Mais' lawsuit claims she was "branded a racist, severely and pervasively harassed, relentlessly humiliated, and ultimately compelled to resign from a job that she loved to preserve her mental health" last fall.

Staff went through mandatory orientation on the policy, which included a video with antiracism popularizer Ibram Kendi. Assistant Superintendent Bernard Hairston warned employees in another video they could either get on the "antiracism school bus" or "get off the bus."

Mais went through another mandatory training with the author Singleton, the suit claims, reprinting some slides. 

At a mandatory meeting with administrators, Hairston characterized parents who complained about the antiracism policy as "slave owners who had raped his mother and sister, beaten him, and were now telling him not to talk about it." No one objected to his comments, which "further created a toxic and racially hostile environment," the suit says.

Mais' accidental use of "colored" rather than "people of color" in the final training session, for which she quickly apologized, prompted immediate and continuing verbal abuse from a black employee and her allies, calling her epithets such as "white racist bitch" in front of others.

Hairston convened an unrecorded meeting with Mais and the black employee. Guidance counselor Emily Holmstrom, who was also present, said white employees should be afraid to say things that were not "appropriate." 
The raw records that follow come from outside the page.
PR #601, opened 2018-11-19
Update pom.xml to use new Docker image for docs building.

rkratky:
### What does this PR do?

Updates `pom.xml` to use the `eclipse/che-docs` Docker image for docs building (introduced in #562).


benoitf (approved):
thx I forgot to update pom.xml

PR #639, opened 2018-12-17
fix loopback alias command

tkothe:
-  fix loopback alias command (`la0` -> `lo0`)
- add information how to access Che once it has launched


rkratky (approved):
Thanks, @tkothe.

PR #641, opened 2018-12-18
Add release notes about prometheus and grafana in the Helm chart.

metlos:
### What does this PR do?
See `$TITLE`

https://github.com/eclipse/che/issues/12137

### DIFF
--- a/release-notes/release-6.16.0.md
+++ b/release-notes/release-6.16.0.md
@@ -1,0 +1,33 @@
+## Release summary
+
+Eclipse Che 6.16 includes:
+
+* **Prometheus and Grafana deployed in the Helm chart**: Allowing to collect and inspect metrics emitted by the Che server
+
+## Upgrading
+
+Instructions on how to upgrade.
+
+## Release details
+
+### Prometheus and Grafana deployed in the Helm chart
+Eclipse Che server has been emitting a number of metrics since the release 6.15.0.
+To enable their easier visualization the Helm chart of the Che server now also deploys a Prometheus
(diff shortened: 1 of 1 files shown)


release-notes/release-6.16.0.md
```diff
@@ -0,0 +1,33 @@
...
+
+Instructions on how to upgrade.
+
+## Release details
+
+### Prometheus and Grafana deployed in the Helm chart
+Eclipse Che server has been emitting a number of metrics since the release 6.15.0.
+To enable their easier visualization the Helm chart of the Che server now also deploys a Prometheus
+server configured to scrape Che's metrics and a Grafana server pre-configured with a sample
+dashboard visualizing some of those metrics.
```
dneary: Suggested rewording:
"As part of our ongoing work to ensure that Eclipse Che is easier to monitor and trace, we have been adding a number of metrics which are tracked since the 6.15.0 release. To make it easier for Che admins to visualize these metrics, a Helm deployment of Eclipse Che now also deploys a Prometheus server which gathers metrics from Che, and Grafana,  a popular visualization project, pre-configured with a sample dashboard to visualize these metrics."

We might also consider wrapping this item with the two metrics which were added in PR #656 and PR #658.

metlos: Since this PR is for Che 6.16.0 and #656 and #658 are for 6.17.0 wouldn't it make more sense to keep them separate?

dneary (approved):
Looks good to me, thanks.

PR #647, opened 2018-12-21
Update recipes documentation to add deployments and configmaps

amisevsk:
### What does this PR do?
Update documentation for Kubernetes YAML recipes to include deployments and configmap as supported objects.

Main PR: https://github.com/eclipse/che/pull/12203

https://github.com/eclipse/che/issues/11505 and https://github.com/eclipse/che/issues/11507

### DIFF
--- a/src/main/pages/che-6/workspace-admin/recipes.adoc
+++ b/src/main/pages/che-6/workspace-admin/recipes.adoc
@@ -156,50 +156,78 @@ The `env_file` Compose option is not supported. Environment variables can be man
 [id="kubernetes-yaml-limitations-and-restrictions"]
 == Kubernetes YAML limitations and restrictions
 
-When a workspace is starting, Che creates a https://kubernetes.io/docs/concepts/workloads/pods/pod/[Kubernetes pod]. The following are limitatons and restrictions:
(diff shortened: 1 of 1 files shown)


src/main/pages/che-6/workspace-admin/recipes.adoc
```diff
@@ -156,50 +156,78 @@ The `env_file` Compose option is not supported. Environment variables can be man
 [id="kubernetes-yaml-limitations-and-restrictions"]
 == Kubernetes YAML limitations and restrictions
 
-When a workspace is starting, Che creates a https://kubernetes.io/docs/concepts/workloads/pods/pod/[Kubernetes pod]. The following are limitatons and restrictions:
+When a workspace is starting, Che creates various Kubernetes resources to support the IDE and development tools. Workspaces primarily consist of a https://kubernetes.io/docs/concepts/workloads/controllers/deployment/[Deployment] which runs a https://kubernetes.io/docs/concepts/workloads/pods/pod/[Kubernetes pod]. The following are limitatons and restrictions:
```
ibuziuk, line 159: @amisevsk maybe it would be a good idea to add info about replicas limitations that should only be `1` ?

amisevsk: We could; I didn't add it because I think it's kind of common sense, and the validator will block stack creation, and currently KubernetesDeployments will directly set replicas to 1 if you happen to modify it.

I would rather keep the docs as short as possible and only cover the weird cases we require.

ibuziuk (approved):

PR #649, opened 2018-12-21
Add release notes for the /activity endpoint changes.

metlos:
### What does this PR do?
`$TITLE`

https://github.com/eclipse/che/pull/12177
https://github.com/eclipse/che/pull/12091

Note that this PR actually **depends** on https://github.com/eclipse/che/pull/12177 so it should not be merged prior to that one.

### DIFF
--- a/release-notes/release-6.16.0.md
+++ b/release-notes/release-6.16.0.md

This confirmed to Mais the district was "policing white participants' speech and was prepared to retaliate against any criticism of its approach," the suit says.
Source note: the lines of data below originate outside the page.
PR #675, opened 2019-02-05
Add release notes about mountSources.

metlos:
### What does this PR do?
This PR adds release notes about the `mountSources` attribute in `che-plugin.yaml`.

https://github.com/eclipse/che/pull/12510

### DIFF
--- a/release-notes/release-6.18.md
+++ b/release-notes/release-6.18.md
@@ -4,6 +4,7 @@ The Eclipse Che 6.18.0 release contains the following notable features:
  
 * Add Vue.js language support
 * Improvements for Persistent Volume Claim (PVC) handling
+* Support for `mountSources` attribute in `che-plugin.yaml`
 
 ---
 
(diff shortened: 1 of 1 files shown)


skabashnyuk:
CC @dneary. @slemeur @rkratky  can you take a look too?

slemeur (approved):
Nice work! 
@dneary make sure that this is callout as a feature/capability that is dedicated to Che 7.

dneary (commented):
Is this for 6.18 or 6.19? Just checking when the change landed.

skabashnyuk:
6.18

dneary:
Thanks - and can I have an example of how plug-ins worked when they did not have access to the source code? Did they have to request a text buffer from somewhere, or something? I'm looking for an illustrative example of how this enables something new for plug-in writer.

metlos:
@dneary - there was the possibility to manually define a volume mount that would make the sources available to the plugin. `mountSources` makes that process simpler, but more importantly it makes sure that all plugins get the sources mounted on the same location, as explained in the release note.

dneary (approved):
I think the text needs some clarification, but I will propose a revision in a follow-on commit. Thank you @metlos!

She decided to resign after Hairston told her to apologize again, this time to the entire staff, and said a communications officer told her to lie about why she was leaving. 

Mais "reluctantly" agreed to apologize at her final staff meeting, but officials vetoed her proposed statement, which explained the hurt she felt, for responding "like a typical defensive white person." The school allegedly invited black but not white teacher's aides to that meeting, where the black employee warned staff "she was watching them for perceived racist behavior."
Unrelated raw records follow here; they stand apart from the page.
PR #505, opened 2025-12-02
New diagnostic for unresolved INCLUDE

Wagner-Laranjeiras:
### List of Changes

* Introduced new diagnostic:

  ```ts
  FileNotFound: {
    code: "LSPIR002",
    severity: Severity.S,
    message: (includefilename: string) =>
      `INCLUDE file "${includefilename}" not found.`,
  },
  ```

* Replaced the previous diagnostic:

  ```ts
  /**
   * The INCLUDE file could not be found, or if found, it could not be opened.
   * (see page 171)
   */
  IBM3841I: {
    code: "IBM3841I",
    severity: Severity.S,
    message: (includefilename: string) =>
      `The INCLUDE file ${includefilename} could not be opened.`,
  },
  ```

* Updated all relevant tests to reflect the new diagnostic:

  * Expected code changed from `IBM3841I` → `LSPIR002`
  * Updated expected error message text
  * Updated tests accordingly

### DIFF
--- a/packages/language/src/validation/lsp-codes.ts
+++ b/packages/language/src/validation/lsp-codes.ts
@@ -19,12 +19,6 @@ export const LspCodes = {
       message:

The Albemarle antiracism policy resembles a Nevada charter school's civics curriculum that also prompted a legal challenge, albeit in federal court.

While Democracy Prep at the Agassi eventually let biracial William Clark graduate without completing the class, he and his mother Gabrielle are suing for compensatory and punitive damages, citing harm to his college prospects, compelled speech and emotional harm. 

The case had been dormant for several months until mid-April, when the Clarks asked the federal court to consider a new "relevant authority."

The 5th U.S. Circuit Court of Appeals, which governs Louisiana, Mississippi and Texas, ruled in favor of a student who cited her race and religion as grounds for her objection to an assignment to transcribe the Pledge of Allegiance. 

Judge James Ho wrote the teacher coerced her into "expressing a particular position," and confirmed the assignment "served no legitimate pedagogical purpose," by telling the class he'd give her a "zero" grade and lecturing her on America's superiority to other countries.